GIVEN INFORMATION START

PR #1165, opened 2024-05-07
[14.0][IMP] account_financial_report: general ledger account range

WesleyOliveira98:
This improvement allows filtering accounts by range in the General Ledger for chart of accounts that use a dotted format, such as `1.1.1.01`. Currently, this functionality is not available because accounts with dots fail the `isdigit()` check.

Brazilian Chart of Accounts Example (https://github.com/OCA/l10n-brazil/blob/14.0/l10n_br_coa_simple/data/account.account.template.csv)
image

General Ledger with Brazilian Accounts
image

When attempting to remove dots from accounts and compare them as integers using the `filtered` method, the filter does not apply correctly if the accounts have different numbers of digits (when we use the `search` method, this isn't a problem). So, we implemented a solution where we search for the position of each account in the chart of accounts, finding the position of the `start_range` account and the `end_range` account, and then retrieve the accounts between these positions.

image

cc: @marcelsavegnago @kaynnan @Matthwhy

### DIFF
--- a/account_financial_report/tests/test_general_ledger.py
+++ b/account_financial_report/tests/test_general_ledger.py
@@ -742,3 +742,21 @@ class TestGeneralLedgerReport(AccountTestInvoicingCommon):
         wizard.account_type_ids = False
         wizard._onchange_account_type_ids()
         self.assertEqual(wizard.account_ids, account_model)
+
+    def test_validate_account_range(self):
+        accounts = self.env["account.account"].search([])
+        wizard = self.env["general.ledger.report.wizard"].create(
+            {
+                "company_id": False,
+                "account_code_from": accounts[0].id,
+                "account_code_to": accounts[9].id,
+            }
+        )
+        wizard.on_change_account_range()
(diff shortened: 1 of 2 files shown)


WesleyOliveira98:
It was necessary to search for the last appearance of the end_range code in case you have the same account code in two or more different companies, the index method returns the first appearance of the code, we also added some unit tests

kaynnan (approved):
LGTM

WesleyOliveira98:
ping @OCA/accounting-maintainers

marcelsavegnago:
ping @OCA/accounting-maintainers

marcelsavegnago (approved):

marcelsavegnago:
ping @WesleyOliveira98

WesleyOliveira98:
ping @OCA/accounting-maintainers

WesleyOliveira98:
@OCA/accounting-maintainers could someone reopen and review this pull request?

GIVEN INFORMATION END

◆ WHAT THE TASK ASKS ◆
Copy each line of the listing that contains the string "different".

◆ WRITTEN RESPONSE ◆
When attempting to remove dots from accounts and compare them as integers using the `filtered` method, the filter does not apply correctly if the accounts have different numbers of digits (when we use the `search` method, this isn't a problem). So, we implemented a solution where we search for the position of each account in the chart of accounts, finding the position of the `start_range` account and the `end_range` account, and then retrieve the accounts between these positions.
It was necessary to search for the last appearance of the end_range code in case you have the same account code in two or more different companies, the index method returns the first appearance of the code, we also added some unit tests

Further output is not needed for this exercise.